Extracts from the book:
Jan Kochanowski,
Threnodies and
The Dismissal of the Greek Envoys

by Barry Keane

 


Kochanowski nad zwlokami Urszulki – obraz Jana Matejki

‘This translation with a commentary of the Threnodies and The Dismissal of the Greek Envoys is a labour of love on which Barry Keane has been engaged for more than five years, and it has now come triumphantly to fruition. […] A learned poet needs a learned commentator, and that is what Kochanowski has received here in the person of Barry Keane. This book deserves to be studied closely by anyone interested in the literary achievement of the father of Polish literature.’

—John Dillon, Regius Professor of Greek, Trinity College Dublin

INTRODUCTION

Jan Kochanowski was born in 1530, the son of Piotr Kochanowski, and of Anna Bia_aczowska. His father owned large tracts of land in Radom and was for some time a magistrate in the town of Sandomierz. At the age of fourteen years Jan embarked upon a life of study and travel. In 1544 he entered the University of Kraków, which had developed in accordance with the literary tastes and traditions of Renaissance Humanism. He remained in Kraków for five years and left the university without having received any formal degree. Kochanowski spent the next seven years outside of Poland. He passed on from Kraków to Padua University, following in the footsteps of Nicolaus Copernicus, who had attended this renowned centre of learning some years before. Kochanowski devoted himself to the study of Classical philology. He achieved a mastery of Latin and a good knowledge of Greek whilst specialising particularly in the works of Cicero. During his sojourn in Italy Kochanowski often visited Rome, "attracted by the possibility of association with learned men, of whom at that time there was a multitude."

For two years Kochanowski experienced courtly life in the court of Prince Albert I of Prussia at Konigsberg. Kochanowski also had occasion to spend three and a half months travelling in France, and while in Paris he became personally acquainted with the French writer Pierre de Ronsard, to whom he later dedicated the Latin elegy Ronsardum Vidi. During this period Kochanowski's literary output was limited to the writing of Latin elegies which were not published but circulated in manuscript form.
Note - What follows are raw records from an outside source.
PR #3522, opened 2025-01-11
ci: Less volatile cache keys

BYK:
Instead of using direct image hashes, only use hashes from migrations folders for each respective image for cache key generation. Should increase cache hit rate significantly as we don't have migrations much.

Also swaps the key order from `sentry-snuba` to `snuba-senry` assuming Snuba has less frequent migration additions.

### DIFF
--- a/action.yaml
+++ b/action.yaml
@@ -62,6 +62,8 @@ runs:
         sudo chmod o+x /var/lib/docker
         sudo chmod -R o+rwx /var/lib/docker/volumes
         source ${{ github.action_path }}/.env
+        # See https://explainshell.com/explain?cmd=ls%20-Rv1rpq
+        # for that long `ls` command
         SENTRY_MIGRATIONS_MD5=$(docker run --rm --entrypoint bash $SENTRY_IMAGE -c 'ls -Rv1rpq src/sentry/migrations/' | md5sum | cut -d ' ' -f 1)
         echo "SENTRY_MIGRATIONS_MD5=$SENTRY_MIGRATIONS_MD5" >> $GITHUB_OUTPUT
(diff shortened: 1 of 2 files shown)


action.yaml
```diff
@@ -62,19 +62,19 @@ runs:
         sudo chmod o+x /var/lib/docker
         sudo chmod -R o+rwx /var/lib/docker/volumes
         source ${{ github.action_path }}/.env
-        SENTRY_IMAGE_SHA=$(docker buildx imagetools inspect $SENTRY_IMAGE --format "{{println .Manifest.Digest}}")
-        echo "SENTRY_IMAGE_SHA=$SENTRY_IMAGE_SHA" >> $GITHUB_OUTPUT
-        SNUBA_IMAGE_SHA=$(docker buildx imagetools inspect $SNUBA_IMAGE --format "{{println .Manifest.Digest}}")
-        echo "SNUBA_IMAGE_SHA=$SNUBA_IMAGE_SHA" >> $GITHUB_OUTPUT
+        SENTRY_MIGRATIONS_MD5=$(docker run --rm --entrypoint bash $SENTRY_IMAGE -c 'ls -Rv1rpq src/sentry/migrations/' | md5sum | cut -d ' ' -f 1)
```
BYK, line 65:
```suggestion
        # See https://explainshell.com/explain?cmd=ls%20-Rv1rpq
        # for that long `ls` command
        SENTRY_MIGRATIONS_MD5=$(docker run --rm --entrypoint bash $SENTRY_IMAGE -c 'ls -Rv1rpq src/sentry/migrations/' | md5sum | cut -d ' ' -f 1)
```

hubertdeng123 (approved):

PR #3535, opened 2025-01-16
breaking: Upgrade min Compose version to 2.23.2

BYK:
In this version, there's a new `--pull` argument for `docker compose run` which we will start leveraging, especially with `sentry-admin` command.

Should come with a slight speed boost.


aldy505 (approved):

action.yaml
```diff
@@ -39,26 +39,13 @@ runs:
...
-        sudo curl -L https://github.com/docker/compose/releases/download/${{ env.COMPOSE_VERSION }}/docker-compose-`uname -s`-`uname -m` -o "${{ env.COMPOSE_PATH }}/docker-compose"
-        sudo chmod +x "${{ env.COMPOSE_PATH }}/docker-compose"
+      uses: ./get-compose-action
 
     - name: Compute Docker Volume Cache Key
       id: cache_key
       shell: bash
       run: |
-        source ${{ github.action_path }}/.env
+        source ${{ github.action_path }}.env
```
hubertdeng123, line 48: Is this intentional?

hubertdeng123 (approved):

action.yaml
BYK: Yup, that variable has a trailing slash which is a bit confusing 😅

aminvakil (approved):

aminvakil:
I opened https://github.com/getsentry/sentry-docs/pull/12376 which should be merged after this.

PR #3539, opened 2025-01-16
fix: Use correct path for get compose action

hubertdeng123:
self-hosted CI runs in other repos are failing since they're not using the right path for getting docker compose version as seen in https://github.com/getsentry/snuba/actions/runs/12818778331/job/35745427857?pr=6784

### DIFF
--- a/action.yaml
+++ b/action.yaml
@@ -39,7 +39,7 @@ runs:
         fi
 
     - name: Get Compose
-      uses: ./get-compose-action
+      uses: ${{ github.action_path }}/get-compose-action
 
     - name: Compute Docker Volume Cache Keys
       id: cache_key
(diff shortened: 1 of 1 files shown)


aldy505 (approved):

BYK (approved):

action.yaml
```diff
@@ -39,7 +39,7 @@ runs:
         fi
 
     - name: Get Compose
-      uses: ./get-compose-action
+      uses: getsentry/self-hosted/get-compose-action@master
```
BYK, line 42: Actually, this should have been `${{ github.action_path }}get-compose-action` not sure how I missed this (or maybe a merge error). I'll submit a PR that does this and see if it works or fails.

BYK: Ah remembered now, can't do what I want due to: https://github.com/orgs/community/discussions/27048

hubertdeng123: I tried that one in this PR but discovered it didn't work haha

PR #3543, opened 2025-01-17
fix: Use local path for get-compose-action

BYK:
Follow up to #3539


BYK:
Ah, we cannot do this because: https://github.com/orgs/community/discussions/27048

hubertdeng123:
haha I tried this too

PR #3588, opened 2025-02-25
refactor: move system.url-prefix under systems settings section

leeoocca:
Not sure why, but `system.url-prefix` and `system.internal-url-prefix` were not under `System Settings` in sentry/config.example.yml

The PR simply moves the three lines to the right section.

### Legal Boilerplate

### DIFF
--- a/sentry/config.example.yml
+++ b/sentry/config.example.yml
@@ -45,6 +45,10 @@ mail.host: 'smtp'
 # System Settings #
 ###################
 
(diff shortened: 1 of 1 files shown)


aldy505 (approved):

aminvakil (approved):

BYK (approved):

BYK:
Probably because `internal-url` was added later on, so an oversight. Thanks for the fix!

PR #310, opened 2021-04-23
Add four simple layouts

Chriscrosser3310:
Related to #280. Four simplest layouts were added: bipartite, circular, shell, and spiral. A few things to note:

1. The rescale and recenter functions are duplicated with the ones in #306, we only need to keep one of each.
2. The layout functions return the new type Pos2DMapping added in #305.
3. The tests are performed as follows: generate a position dictionary from a layout function in [networkx](https://networkx.org/), and compare it to that generated by retworkx with the same layout function and inputs. If for all nodes, the difference between positions of the same nodes is smaller than some threshold (I chose 1E-6), the tests pass.


src/layouts.rs
```diff
@@ -0,0 +1,284 @@
...
+            let r = step * theta;
+            theta += chord / r;
+            pos.push([theta.cos() * r, theta.sin() * r]);
+        }
+    } else {
+        let mut angle: f64 = 0.0;
+        let mut dist = 0.0;
+        let step = 1.0;
+        let radius = node_num as f64;
+        while dist < radius {
```
georgios-ts, line 221: is this equivalent?
```suggestion
        for _ in 0..node_num {
```

src/layouts.rs
```diff
@@ -0,0 +1,284 @@
...
+
+fn recenter(pos: &mut Vec<Point>, center: Option<Point>) {
+    let num_pos = pos.len();
+    if num_pos == 0 {
+        return;
+    }
+    let dim = pos[0].len();
+    if let Some(center) = center {
+        for p in pos.iter_mut().take(num_pos) {
+            for (d, c) in center.iter().enumerate().take(dim) {
```
georgios-ts, line 250: not really needed.
```suggestion
        for p in pos.iter_mut() {
            for (d, c) in center.iter().enumerate() {
```

georgios-ts (commented):
Great work! 
My only comment is that you should consider updating all layout functions to handle graphs with holes in node indices.

src/layouts.rs
Chriscrosser3310: yes I guess they're used to be cases with stepsize < 1, but it's not really relevant here and the latter might be better

src/layout.rs
```diff
@@ -284,3 +286,215 @@ where
...
+}
+
+pub fn shell_layout<Ty: EdgeType>(
+    graph: &StableGraph<PyObject, PyObject, Ty>,
+    nlist: Option<Vec<Vec<usize>>>,
+    rotate: Option<f64>,
+    scale: Option<f64>,
+    center: Option<Point>,
+) -> Pos2DMapping {
+    let node_num = graph.node_count();
```
georgios-ts, line 410:
```suggestion
    let node_num = graph.node_bound();
```

src/layout.rs
```diff
@@ -284,3 +286,215 @@ where
...
+    let mut pos: Vec<Point> = vec![[0.0, 0.0]; node_num];
+    let pi = std::f64::consts::PI;
+
+    let shell_list: Vec<Vec<usize>> = match nlist {
+        Some(nlist) => nlist,
+        None => vec![(0..node_num).collect()],
```
georgios-ts, line 416:
```suggestion
        None => vec![graph.node_indices().map(|n| n.index()).collect()],
```

src/layout.rs
```diff
@@ -284,3 +286,215 @@ where
...
+        radius += radius_bump;
+        first_theta += rot_angle;
+    }
+
+    if let Some(center) = center {
+        recenter(&mut pos, center);
+    }
+
+    Pos2DMapping {
+        pos_map: graph.node_indices().map(|n| n.index()).zip(pos).collect(),
```
georgios-ts, line 451:
```suggestion
        pos_map: graph
            .node_indices()
            .map(|n| {
                let n = n.index();
                (n, pos[n])
            })
            .collect(),
```

src/layout.rs
```diff
@@ -20,6 +20,8 @@ use petgraph::graph::NodeIndex;
 use petgraph::prelude::*;
 use petgraph::EdgeType;
```
georgios-ts, line 22:
```suggestion
use petgraph::visit::NodeIndexable;

```

georgios-ts (commented):
This
```python
n = 5
graph = rx.generators.mesh_graph(n)
graph.remove_node(2)
rx.shell_layout(graph, nlist=[graph.node_indexes()])
```
will raise a panick exception.
I suggested some changes to fix this but feel free to proceed in your own way.

src/layout.rs
Chriscrosser3310: thanks! I certainly missed this part. I was trying to fix pos in the size of node_num, but it seems this is the easiest way to fix this, I'll just apply your suggestion

src/layout.rs
```diff
@@ -284,3 +287,221 @@ where
...
+            pos.push([dist * angle.cos(), dist * angle.sin()]);
+            dist += step;
+            angle += ros;
+        }
+
+        if let Some(scale) = scale {
+            rescale(&mut pos, scale, (0..node_num).collect());
+        }
+    }
+
```
georgios-ts, line 499:
```suggestion
    }
    
    if let Some(scale) = scale {
        rescale(&mut pos, scale, (0..node_num).collect());
    }

```

georgios-ts (approved):
Great! One comment left and then it should be ready to go

src/layout.rs
Chriscrosser3310: Nice catch, I forgot there's an `else if` -- but the problem of moving it out is that if the graph only has 1 node, `lim` in `rescale` will be `0.0` and the point will become `[NaN, NaN]`. I guess I can modify `rescale` so it only does something when `lim > 0`.

src/lib.rs
```diff
@@ -4091,6 +4091,217 @@ pub fn digraph_random_layout(
...
+#[pyfunction]
+#[text_signature = "(graph, /, scale=1, center=None, resolution=0.35, 
+                     equidistant=False)"]
+pub fn digraph_spiral_layout(
+    graph: &digraph::PyDiGraph,
+    scale: Option<f64>,
+    center: Option<layout::Point>,
+    resolution: Option<f64>,
+    equidistant: Option<bool>,
+) -> Pos2DMapping {
```
mtreinish, line 4301: Personally I would do something like:

```suggestion
#[pyfunction(scale="1.0", resolution="0.35", equidistant="false")]
#[text_signature = "(graph, /, scale=1, center=None, resolution=0.35, 
                     equidistant=False)"]
pub fn digraph_spiral_layout(
    graph: &digraph::PyDiGraph,
    scale: f64,
    center: Option<layout::Point>,
    resolution: f64,
    equidistant: bool,
) -> Pos2DMapping {
```

so we set the default in the macro generated python c api ffi function. But this also works fine

mtreinish (approved):
Overall this LGTM, great work! I have 2 nits inline but not really worth blocking over. I might just update the test one myself real quickly so we can merge this (because getting good error messages from the tests are useful).

PR #312, opened 2021-04-26
Add substitute_node_with_subgraph method to PyDiGraph

mtreinish:
This commit adds a new method substitute_node_with_subgraph that takes
in a node id and a PyDiGraph object and then procedes to replace the
specified node with the subgraph.

TODO:

- [x] Add tests
- [x] Add release notes
- [x] Verify functionality for use with qiskit-terra's `substitute_node_with_dag`


mtreinish:
Ok, I've updated this and I think it's ready for review now. There is a matching terra PR which shows this in use: https://github.com/Qiskit/qiskit-terra/pull/6302

nahumsa:
I think that the node index ordering of the substituted graph needs to be explicit in the documentation.

For instance, I have the `original_graph` being
orig_graph

and the `other_graph` being
other_graph

using `substitute_node_with_subgraph` on node `2`, we get
result

All new nodes start at the max value of the 'original_graph` node index, but this is not explicit in the documentation. Or maybe it could be useful to reindexing all nodes or even giving the choice for the user to choose the index of the added nodes.

Here is the code to reproduce what I said:
```python
import retworkx
from retworkx.visualization import mpl_draw
original_graph = retworkx.generators.directed_path_graph(5)
other_graph = retworkx.generators.directed_path_graph(2)
original_graph.substitute_node_with_subgraph(2, other_graph, lambda _, __, ___: 0)
mpl_draw(original_graph, with_labels=True)
```

mtreinish:
This is unavoidable because we can't preserve the indices between the 2 graphs as there might be overlap and we're essentially just calling `add_node()` for each node in the graph. But this is why the return from the function is a dict of old node indices in `other_graph` to it's new index in `original_graph` so you can run this and then use that dictionary  I will try to improve the documentation around this to make this clear.

For the second half I'm actually not actually sure how node index 2 is getting added there. I agree it should be 7, let me dig into that with your example locally and see if I can figure out what's going on

nahumsa:
> This is unavoidable because we can't preserve the indices between the 2 graphs as there might be overlap and we're essentially just calling `add_node()` for each node in the graph. But this is why the return from the function is a custom mapping class of old node indices in `other_graph` to it's new index in `original_graph` so you can run this and then use that dictionary I will try to improve the documentation around this to make this clear.

Sure, that makes sense. I forgot about the return, sorry about that.

releasenotes/notes/add-subgraph-replace-ec54792df1d641fb.yaml
```diff
@@ -0,0 +1,33 @@
...
+      mpl_draw(other_graph)
+
+    finally replace a node in the original graph with the second graph:
+
+    .. jupyter-execute::
+
+      def edge_map_fn(_source, _target, _weight):
+          return 0
+
+      original_graph.substitute_node_with_subgraph(2, other_graph, edge_map_fn)
```
nahumsa, line 32: Maybe it would be good to show on this example the `NodeMap` output

tests/digraph/test_substitute_node_with_subgraph.py
```diff
@@ -0,0 +1,150 @@
...
+        self.assertEqual({1: 5, 2: 6}, res)
+        expected = [
+            (5, 6, "migrated"),
+            (6, 4, None),
+            (6, 3, None),
+            (5, 2, None),
+            (5, 1, None),
+        ]
+        self.assertEqual(expected, graph.weighted_edge_list())
+
```
nahumsa, line 128: Maybe could add a case with where the substituted node have an inward and outward edge.

releasenotes/notes/add-subgraph-replace-ec54792df1d641fb.yaml
mtreinish: Done in: https://github.com/Qiskit/retworkx/pull/312/commits/681fcabb121593911950e257cabb96491173a6e2

tests/digraph/test_substitute_node_with_subgraph.py
mtreinish: Done in: https://github.com/Qiskit/retworkx/pull/312/commits/cca111b90121a94639911df788297429efa988b8

tests/digraph/test_substitute_node_with_subgraph.py
```diff
@@ -0,0 +1,185 @@
...
+    def test_none_mapping(self):
+        in_graph = retworkx.PyDiGraph()
+        in_graph.add_node(0)
+        in_graph.add_child(0, 1, "edge")
+        res = self.graph.substitute_node_with_subgraph(
+            2, in_graph, lambda _, __, ___: None
+        )
+        self.assertEqual([(0, 1), (3, 4), (5, 6)], self.graph.edge_list())
+        self.assertEqual(res, {0: 5, 1: 6})
```
nahumsa, line 82: Testing this locally. I got an issue similar to #347 which sometimes the output is `{0: 5, 1: 6}` and `{1: 6, 0: 5}`. Asserting equal to the dictionary doesn't actually catch this difference.
Does order matter for this case?

mtreinish: I don't think it matters too much here, because it's a mapping of nodes in the input subgraph to the equivalent node after they're added to the graph. But I will add it to the docstring of the function that it's unordered to make it clear (and so there are no surprises).

mtreinish: I added the documentation for this in https://github.com/Qiskit/retworkx/pull/312/commits/80d12164edbeee9c12917125be9b5d6573de1db8

nahumsa (approved):

src/digraph.rs
```diff
@@ -2217,6 +2217,161 @@ impl PyDiGraph {
...
+    /// :rtype: NodeMap
+    ///
+    /// .. note::
+    ///
+    ///    The return type is a :class:`retworkx.NodeMap` which is an unordered
+    ///    type. So it does not provide a deterministic ordering between objects
+    ///    when iterated over (although the same object will have a consistent
+    ///    order when iterated over multiple times).
+    ///
+    #[text_signature = "(self, node, other, edge_map_fn, /, node_filter=None, edge_weight_map=None)"]
```
1ucian0, line 2250: I think `edge_map_fn` should be optional.

releasenotes/notes/add-subgraph-replace-ec54792df1d641fb.yaml
```diff
@@ -0,0 +1,34 @@
...
+    :class:`~retwork.PyDiGraph` object. For example, first creating a new
+    graph:
+
+    .. jupyter-execute::
+
+      import retworkx
+      from retworkx.visualization import mpl_draw
+
+      original_graph = retworkx.generators.directed_path_graph(5)
+      mpl_draw(original_graph)
```
1ucian0, line 16: Because the feature refers to node labels, I would include the labels in this drawing.

```suggestion
      mpl_draw(original_graph, with_labels=True)
```

releasenotes/notes/add-subgraph-replace-ec54792df1d641fb.yaml
```diff
@@ -0,0 +1,34 @@
...
+    finally replace a node in the original graph with the second graph:
+
+    .. jupyter-execute::
+
+      def edge_map_fn(_source, _target, _weight):
+          return 0
+
+      node_mapping = original_graph.substitute_node_with_subgraph(2, other_graph, edge_map_fn)
+      print(node_mapping)
+      mpl_draw(original_graph)
```
1ucian0, line 34: [Similarly](https://github.com/Qiskit/retworkx/pull/312/files#r657937039) here

```suggestion
      mpl_draw(original_graph, with_labels=True)
```

src/digraph.rs
mtreinish: This is required right now because we without it we don't know what to do with edges to or from `node`. If we switched it to optional what do you think the default behavior should it was not set? The only option I could think of is to just drop all the edges into or out of `node` if this wasn't set, but if we did this it wouldn't really feel like it was substituting the node with a graph.

1ucian0: Is this a typo?
```suggestion
    #[text_signature = "(self, node, other, edge_map_fn, node_filter=None, edge_weight_map=None)"]
```

mtreinish: It's actually intentional, the `/` indicates the end of positional only arguments (it's part of the cPython interface and is actually a valid python syntax for >=3.8). See the docs for the rust python interface here: https://pyo3.rs/v0.9.2/function.html#making-the-function-signature-available-to-python which explains this.

1ucian0 (approved):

These elegies received such universal acclaim that Kochanowski on his return to Poland was hailed as a distinguished Latin author.

Kochanowski's return home to Poland marks the second period of his life. Piotr Myszkowski, the Bishop of Kraków and Deputy Royal Chancellor, secured for Kochanowski the post of secretary and courtier to King Sigismund Augustus. Kochanowski spent the next number of years performing numerous missions for Sigismund Augustus both at home and abroad. He thrived in the King’s court, favoured by both its humanistic climate and cultural ambition. It was during this stage in his career that he began to write lyrical poetry in the Polish vernacular, undoubtedly inspired by the achievements of the poets Petrarch and Ariosto in Italy and Ronsard in France. Kochanowski created a new Polish vernacular literature based upon an assimilation of Greek and Latin models. His innovation gave rise to some of the most celebrated works in Polish literature.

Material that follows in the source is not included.